O arqueólogo baixou o olhar novamente para o objeto semienterrado.

- Isso é extraordinário... - murmurou. - Isso é absolutamente extraordinário!

- A descoberta de uma vida! - Proclamou Hans, radiante.

* * *

Haviam marcado de tomar chá no salão da Aerated Bread Company situado na Norfolk Street. Ao chegar, a filha já encontrou o pai sentado numa das mesinhas do fundo, lendo o "Times". Ele ergueu-se, sorridente, e beijou-a em ambas as faces. Quando sentaram-se, ainda sem deixar de sorrir, ele disse:

- Eu deveria estar furioso com você.

- Eu sei - respondeu ela, num fiozinho de voz.

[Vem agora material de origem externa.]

PR #182, opened 2021-04-08
Make known functions in unknown AD still reachable

sim642:
When determining reachable addresses, e.g. for the purpose of an `extern` unknown function spawning everything given as arguments as threads, there's the case of an unknown address. Previously if the set contained that, nothing was spawned at all! With this change, at least the known addresses would be spawned. Obviously this may still be technically unsound, but it's a bit closer to reasonable behavior.

Code-wise it's a very small change, but the impact might potentially be huge. Therefore instead of quietly changing this, I want to know if anyone sees a problem with this. Or has any idea, why this hasn't been the behavior to far.

### DIFF
--- a/tests/regression/02-base/46-spawn-global-funptrs.c
+++ b/tests/regression/02-base/46-spawn-global-funptrs.c
@@ -2,11 +2,11 @@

- Você viu a manchete do "Times" de hoje?

- Eu... ouvi na BBC, papai.

- Tempos modernos - respondeu o velho professor, chamando uma garçonete.

- Senhor? - Perguntou a atendente ao aproximar-se.

- Chá para dois, senhorita. E duas porções daqueles fantásticos pãezinhos integrais. Vocês tem manteiga?

- Não senhor. A manteiga está racionada - respondeu a garçonete, enquanto anotava o pedido. - Mas temos margarina.

- Que seja margarina então - ponderou o professor.

E virando-se para a filha, mostrou-lhe a primeira página do jornal.

- Satisfeita com sua traquinagem? - Indagou.

- Papai... eu não sei o que dizer. Juro - respondeu ela com expressão contrita.

Foi então que, após dobrar cuidadosamente o jornal, o professor pôs um cotovelo na mesa e apoiando o rosto na mão, começou a rir.

- O que há de tão engraçado nisso, papai? - Perguntou ela.

Ele riu durante mais alguns instantes e quando ergueu os olhos para ela, estes estavam cheios de lágrimas.

- Sabe o que é realmente engraçado nesta história? É que nós dois sabemos que ela é verdadeira... em parte, que seja!

- Oh. - Disse ela, abrindo um sorriso.

- Mas ninguém mais... além dos nazistas, é claro... vai acreditar nisso por um minuto que seja!

Quando a atendente chegou com o pedido, pai e filha ainda estavam rindo.